Member of the Senate of the Italian Republic
- In office 18 April 1948 – 28 April 1953

Personal details
- Born: 22 December 1883 Viggiano, Kingdom of Italy
- Died: 28 April 1953 (aged 69) Rome, Italy
- Party: National Democratic Union

= Vito Reale =

Italian politician

Vito Reale (Viggiano, 23 December 1883 - Rome, 28 April 1953) was an Italian politician, who served as third and last Minister of the Interior of the Badoglio I Cabinet. He was also a member of the Italian Chamber of Deputies in the early 1920s, of the Italian Constituent Assembly after World War II, and of the Italian Senate from 1948 until his death in 1953.

==Biography==

He worked as a lawyer in the tribunal of Potenza, and was Mayor of Viggiano, his hometown, from 1910 to 1915, and well as member of the Regional Council of Basilicata from 1912. In 1919 he was elected to the Italian Chamber of Deputies and again in 1921, until 1924; during the latter he was secretary of the Permanent Parliamentary Commission of Internal Affairs.
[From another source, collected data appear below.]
Issue #257, opened 2021-04-23
Ability to override frame-target from server response


acetinick:
Currently if the response from turbo requests returns a redirect response whilst inside a frame, there is no way server side to force a redirect to target="_top", or conditionally control what turbo to do with the response.

There are use cases especailly for modal windows where upon succesful save we would want to perform a redirect back to the index page,  where as 422 would do normal turbo frame replacement within current frame.

would be nice to support something like this.  Which will allow us to control targets from serverside frame targets by setting frame target via the http response headers.  

 if @record.save
  redirect_to settings_locations_url, target: "_top"
else
  render partial: 'form', status: :unprocessable_entity
end

What everyones thoughts are on this? or is there something I am missing to make this easier.

sukei:
I got some use cases where controlling that behavior from the server would be useful. Session expiration is one of them.

WriterZephos:
I like this idea and think it is inline with the programming model turbo is built for, which is letting the server do the work.

saltysealion:
How is this problem currently being solved? I'm at this exact situation and not sure what I can do to work around it.

dhh:
I'd be happy to see something like this.

seanpdoyle:
Unfortunately, sending a response with `Turbo-Frame: _top` is incompatible with the browser built-in `fetch` API.

A fetch `Response` resulting in a redirect _deliberately prevents_ access to the intermediate  redirect response with a status in the `300...399` range.

According to the [2.2.6. Responses](https://fetch.spec.whatwg.org/#responses) section of the specification:

> Except for the last <a href="https://url.spec.whatwg.org/#concept-url">URL</a>, if any, a <a href="https://fetch.spec.whatwg.org#concept-response">response</a>’s <a href="https://fetch.spec.whatwg.org#concept-response-url-list">URL list</a> is not exposed to script as that would violate <a href="https://fetch.spec.whatwg.org#atomic-http-redirect-handling">atomic HTTP redirect handling</a>.

The [Atomic HTTP redirect handling](https://fetch.spec.whatwg.org/#atomic-http-redirect-handling) section of the specification states:

[...]

PR #397, opened 2021-09-17
Override Frame response target from server

seanpdoyle:
https://github.com/hotwired/turbo/issues/257

---

While it's still unclear how servers will persist a `Turbo-Frame:`
header override across destructive actions and the `GET` requests that
result from their `303 See Other` responses, the client side concern is
more straightforward:

  Whenever a response with a `Turbo-Frame: _top` header is handled by a
  `FrameController`, propose a full-page Visit.

This commit adds test coverage for both `<a>` element initiated `GET`
requests, as well as `<form>` element initiated `POST` requests.

### DIFF
--- a/src/core/frames/frame_controller.ts
+++ b/src/core/frames/frame_controller.ts
@@ -172,8 +172,16 @@ export class FrameController implements AppearanceObserverDelegate, FetchRequest
   }
 
   async requestSucceededWithResponse(request: FetchRequest, response: FetchResponse) {
-    await this.loadResponse(response)
-    this.resolveVisitPromise()
+    const { location, redirected, statusCode } = response
+
+    if (redirected && response.header("Turbo-Frame") == "_top") {
+      const responseHTML = await response.responseHTML
+
+      session.visit(location, { response: { statusCode, redirected, responseHTML } })
+    } else {
+      await this.loadResponse(response)
+      this.resolveVisitPromise()
+    }
   }
 
   requestFailedWithResponse(request: FetchRequest, response: FetchResponse) {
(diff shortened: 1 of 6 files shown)


src/core/frames/frame_controller.ts
```diff
@@ -175,8 +175,12 @@ export class FrameController implements AppearanceObserverDelegate, FetchRequest
   }
 
   async requestSucceededWithResponse(request: FetchRequest, response: FetchResponse) {
-    await this.loadResponse(response)
-    this.resolveVisitPromise()
+    if (response.redirected && response.header("Turbo-Frame") == "_top") {
+      session.visit(response.location)
```
mrhead, line 179: Please correct me if I'm wrong, but from my understanding, fetch automatically follows all redirects and gives us the latest GET response. Once Turbo detects the `Turbo-Frame` header in the latest response, it will visit the same URL again. This leads to duplicate requests, and it breaks Rails' flash messages.

So, instead of revisiting the latest URL, we should replace the whole page with the provided content.

seanpdoyle: That's a good point. In this case, we'd want to load the contents _and still_ to translate the `<turbo-frame>`-level navigation into a page-wide `Visit`. I think we want to call `session.visit(response.location, { response: { statusCode: response.statusCode, redirected: response.redirected, responseHTML: ... })` so that the `Visit` is in the session-level history, but does not result in an additional HTTP request.

davidjr82:
@seanpdoyle shouldn't it be better to do it always there is no matching frame in the response, instead of doing it only when a header is set in the response? Just following the comment in this issue:

https://github.com/hotwired/turbo/issues/257#issuecomment-1188397132

anyway, this is a good workaround because allow us to have a solution for a common case, thanks!

seanpdoyle:
I'm closing this for now in favor of exploring other solutions like https://github.com/hotwired/turbo/pull/445 and https://github.com/hotwired/turbo-rails/pull/367.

After the fall of the Fascist regime in 1943 he became State Undersecretary for the Interior and later (formally from February 1944, but de facto from November 1943, as the titular minister Umberto Ricci had remained in Rome) Minister of the Interior in the Badoglio I Cabinet of the "Kingdom of the South". After the end of the war, he was a member of the Italian Constituent Assembly from 1946 to 1948 and of the Italian Senate from 1948 until his death in 1953.